**** Input material ****

PR #7704, opened 2020-04-30
MAINT: Add ultraslow run

larsoner:
As discussed in the flash bem issues/PRs, it would be good to have a run that actually executes our ultraslow tests. This PR adds one to Azure.

### DIFF
--- a/.circleci/config.yml
+++ b/.circleci/config.yml
@@ -10,18 +10,15 @@ jobs:
         - run:
             name: Set BASH_ENV
             command: |
+              set -e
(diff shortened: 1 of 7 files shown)


larsoner:
This appears to be working:

https://dev.azure.com/mne-tools/mne-python/_build/results?buildId=6899&view=logs&j=bf0f2fcf-46b6-5ffd-e30e-4688aa34951e&t=f37d81b4-3e73-5034-37ae-dd1a020c26b3

I'll get the CircleCI refactor working, then we should be good

PR #7705, opened 2020-04-30
MRG, ENH: Add example of projection to source space

larsoner:
@SherazKhan asked if we had an example of projecting decoder coefficients to source space yet and I didn't think we did. This adds it to the decoding tutorial, and cleans up some refs to use the new footbib magic.

### DIFF
--- a/.circleci/config.yml
+++ b/.circleci/config.yml
@@ -258,6 +258,12 @@ jobs:
               if grep -q html_dev-pattern build.txt || grep -q html_dev-noplot build.txt; then
                 tar czf doc/_build/html/_downloads.tgz doc/_build/html/_downloads
                 rm -Rf doc/_build/html/_downloads
+                rm -f doc/auto_*/*/*.pickle
+                rm -f doc/auto_*/*/*.codeobj
+                rm -f doc/auto_*/*/*.md5
+                rm -f doc/auto_*/*/*.py
+                rm -f doc/auto_*/*/*.ipynb
+                rm -f doc/generated/*.examples
               fi
 
         # Save the JUnit file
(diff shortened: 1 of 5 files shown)


dengemann:
The way it’s coded here you add back the mean (via inverting scaler) which gives you essentially the grand average ERF.
This could be fixed by resubtracting the scaler.mean_

larsoner:
It seems weird to add in this manual step. Isn't it informative to start to know that it is basically making use of the grand average ERF to do the classification, even if it does some processing like mean subtraction and standardization, PCA, whatever else, along the way?

dengemann:
But the model uses the de-meaned data. You essentially add back the intercept which will suffocate the model specific-patterns.

larsoner:
Here I just make use of an existing `evoked_time_gen` that's already part of the narrative. So if we're going to make that change, it's actually orthogonal to this one (should be separate PR). Can you make a PR to improve this part of the tutorial and make `evoked_time_gen` more informative in this regard?

dengemann:
Yeah it’s an old issue just seeing that brings it back to memory.

I think we should make these considerations part of the tutorial and explore the different outputs.

larsoner:
Updated doc:

https://19760-1301584-gh.circle-artifacts.com/0/dev/auto_tutorials/machine-learning/plot_sensors_decoding.html#projecting-sensor-space-patterns-to-source-space

It seems to look wacky because we are getting "403 (Forbidden)" errors when downloading bootstrap JS, it's doing that on other PRs, too.

SherazKhan:
Thanks, @larsoner, and @dengemann. I think we need to discuss this in detail.

PR #7707, opened 2020-05-01
MRG, FIX: Fix path

larsoner:
In #7704 I removed a `SUBJECTS_DIR` env var in `.circleci/config.yml` to ensure it's always set properly in examples. This led to a CircleCI failure:

https://app.circleci.com/pipelines/github/mne-tools/mne-python/1377/workflows/28bc8b26-4c73-4c33-ae3b-1dd76b7f1d20/jobs/19789/steps

This should fix it by passing a path when doing `fetch_hcpmmp_parcellation`.


agramfort:
thx @larsoner

PR #7708, opened 2020-05-01
BF: Improvements to viz.get_3d_backend()

hoechenberger:
This builds upon #7688.

On `master`, I observed the following behavior on a machine without a working 3D backend:

MWE:
```python
import mne

print(mne.viz.get_3d_backend())
print(mne.viz.get_3d_backend())
```

`master`:
```
None
pyvista
```

Reason is that when probing for usable backends, `MNE_3D_BACKEND` is being set _before the probing is carried out_, so when it fails, the variable has already been changed, and is not reset to its previous state. df2e395 fixes the behavior and only changes `MNE_3D_BACKEND` is probing the 3D backend was successful:
```
None
None
```

<strike>I also realized that `viz.get_3d_backend()` can be simplified much more: since `MNE_3D_BACKEND` should always contain the currently used backend, `get_3d_backend()` can simply return this value. There's no need to invoke `_get_3d_backend()`. These changes are implemented in 2729896</strike>

### DIFF
--- a/mne/viz/backends/renderer.py
+++ b/mne/viz/backends/renderer.py
@@ -135,13 +135,12 @@ def _get_3d_backend():
         MNE_3D_BACKEND = get_config(key='MNE_3D_BACKEND', default=None)
         if MNE_3D_BACKEND is None:  # try them in order
             for name in VALID_3D_BACKENDS:
-                MNE_3D_BACKEND = name
                 try:
                     _reload_backend(name)
                 except ImportError:
-                    pass
+                    continue
                 else:
-                    break
+                    MNE_3D_BACKEND = name
             else:
                 raise RuntimeError('Could not load any valid 3D backend: %s'
                                    % (VALID_3D_BACKENDS))
--- a/mne/viz/backends/renderer.py
+++ b/mne/viz/backends/renderer.py
@@ -121,11 +121,7 @@ def get_3d_backend():
         The 3d backend currently in use. If no backend is found,
         returns ``None``.
     """
-    try:
-        backend = _get_3d_backend()
-    except RuntimeError:
-        return None
-    return backend
+    return MNE_3D_BACKEND
 
 
 def _get_3d_backend():
--- a/mne/viz/backends/renderer.py
+++ b/mne/viz/backends/renderer.py
@@ -137,6 +137,7 @@ def _get_3d_backend():
                     continue
                 else:
                     MNE_3D_BACKEND = name
+                    break
             else:
                 raise RuntimeError('Could not load any valid 3D backend: %s'
                                    % (VALID_3D_BACKENDS))
--- a/mne/viz/backends/renderer.py
+++ b/mne/viz/backends/renderer.py
@@ -121,7 +121,11 @@ def get_3d_backend():
         The 3d backend currently in use. If no backend is found,
         returns ``None``.
     """
-    return MNE_3D_BACKEND
+    try:
+        backend = _get_3d_backend()
+    except RuntimeError:
+        return None
+    return backend
 
 
 def _get_3d_backend():
--- a/mne/viz/backends/tests/test_renderer.py
+++ b/mne/viz/backends/tests/test_renderer.py
@@ -10,7 +10,6 @@ import os
 import pytest
 import numpy as np
 
-import mne
 from mne.viz.backends.tests._utils import (skips_if_not_mayavi,
                                            skips_if_not_pyvista)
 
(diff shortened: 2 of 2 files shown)


mne/viz/backends/tests/test_renderer.py
```diff
@@ -152,3 +153,25 @@ def test_3d_backend(renderer):
...
+    mne.viz.backends.renderer.MNE_3D_BACKEND = None
+    assert mne.viz._get_3d_backend() is None
+    assert mne.viz._get_3d_backend() is None
+
+    # Now test the public function.
+    mne.viz.backends.renderer.MNE_3D_BACKEND = None
+    assert mne.viz.get_3d_backend() is None
+
+    mne.viz.set_3d_backend('pyvista')
+    assert mne.viz.get_3d_backend() == 'pyvista'
```
larsoner, line 174: Your code as-is is a bit unsafe. For example if this `assert` fails, now the 3D backend has been set for any other tests that also run. Any time you modify a global state or var you should enclose it effectively in a `try/except` or equivalent pattern (context manager, Pytest fixture). Here I'd probably use some pytest magic:
```
@pytest.fixture()
def restore_backend():
    import mne
    orig_backend = mne.viz.backends.renderer
    yield
    mne.viz.backends.renderer = orig_backend


def test_get_3d_backend(restore_backend):
    ...
```
Then pytest will ensure that no matter what happens, it will get set back.

hoechenberger: Very good point, will try to adopt this.

hoechenberger: Adressed in 2adeb3d. Turns out there was already a fixture I could reuse.

mne/viz/backends/renderer.py
```diff
@@ -121,11 +121,7 @@ def get_3d_backend():
         The 3d backend currently in use. If no backend is found,
         returns ``None``.
     """
-    try:
-        backend = _get_3d_backend()
-    except RuntimeError:
-        return None
-    return backend
+    return MNE_3D_BACKEND
```
larsoner, line 124: It looks like this will no longer cause any checking to actually be done. And indeed it appears to be the case -- on `master` this seems correct:
```
$ python -c "import mne; print(mne.viz.get_3d_backend())"
mayavi
$ MNE_3D_BACKEND=pyvista python -c "import mne; print(mne.viz.get_3d_backend())"
pyvista
```
On this PR it does not:
```
$ python -c "import mne; print(mne.viz.get_3d_backend())"
None
$ MNE_3D_BACKEND=pyvista python -c "import mne; print(mne.viz.get_3d_backend())"
None
```

hoechenberger: Oh. I always just set the backend via `viz.set_3d_backend()`. Need to rethink this entire PR then.

hoechenberger:
@larsoner I removed most of the test in 787c7d9 in favor of an already-existing test:

https://github.com/mne-tools/mne-python/blob/30646229f23cee554884fe144726baf7947ff0a1/mne/viz/backends/tests/test_renderer.py#L26-L41

mne/viz/backends/renderer.py
hoechenberger: I reverted that particular change, could you tell me if it works for you now as expected?

larsoner: Yes it works again

mne/viz/backends/tests/test_renderer.py
```diff
@@ -152,3 +153,11 @@ def test_3d_backend(renderer):
...
     rend.reset_camera()
     rend.show()
+
+
+def test_get_3d_backend(backend_mocker):
+    """Test get_3d_backend private function call for side-effects."""
+    # Test twice to ensure the first call had no side-effect
+    mne.viz.backends.renderer.MNE_3D_BACKEND = None
+    assert mne.viz._get_3d_backend() is None
+    assert mne.viz._get_3d_backend() is None
```
GuillaumeFavelier, line 163: I suggest to migrate to local import of `renderer` in the test to have better control over the backends. The function `get_3d_backend` will try all the valid backends in the list `VALID_3D_BACKENDS`, the default being `mayavi` so testing with `None` will not work. This is my suggestion:

```py
def test_get_3d_backend():
    """Test get_3d_backend private function call for side-effects."""
    # Test twice to ensure the first call had no side-effect
    from mne.viz.backends import renderer
    backend_name = renderer.MNE_3D_BACKEND
    assert renderer.get_3d_backend() == backend_name
    assert renderer.get_3d_backend() == backend_name
```

GuillaumeFavelier: Or using the `renderer` fixture:

```py
def test_get_3d_backend(renderer):
    """Test get_3d_backend private function call for side-effects."""
    # Test twice to ensure the first call had no side-effect
    backend_name = renderer.MNE_3D_BACKEND
    assert renderer.get_3d_backend() == backend_name
    assert renderer.get_3d_backend() == backend_name
```

GuillaumeFavelier:
Also thank you @hoechenberger for taking care of this :)

mne/viz/backends/tests/test_renderer.py
hoechenberger: You are right. I only thought about this from the perspective of my test environment, where I had uninstalled mayavi and pyvista. Of course if they're available, my proposed test setup doesn't make too much sense. Will look into this this afternoon

hoechenberger:
The failing test seems to be unrelated…

larsoner:
Indeed, I'll open a PR to fix that

larsoner:
@GuillaumeFavelier feel free to merge if you're happy

GuillaumeFavelier:
Thanks @hoechenberger !

PR #7709, opened 2020-05-01
[MRG] Adding temporary fix for montage transformation.

adam2392:
#### Reference issue
Partially addresses problem in #7691 

Adds a boolean parameter to `set_montage` to allow head transformation of the montage to be turned off. This allows 'unknown' montages to be set on the Raw data structure.

#### Additional information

****

To do: Each line, starting with the one that holds "The failing test seems to be unrelated…" and ending with the last line of the listing, is to be restated exactly.

Expected answer:
The failing test seems to be unrelated…

larsoner:
Indeed, I'll open a PR to fix that

larsoner:
@GuillaumeFavelier feel free to merge if you're happy

GuillaumeFavelier:
Thanks @hoechenberger !

PR #7709, opened 2020-05-01
[MRG] Adding temporary fix for montage transformation.

adam2392:
#### Reference issue
Partially addresses problem in #7691 

Adds a boolean parameter to `set_montage` to allow head transformation of the montage to be turned off. This allows 'unknown' montages to be set on the Raw data structure.

#### Additional information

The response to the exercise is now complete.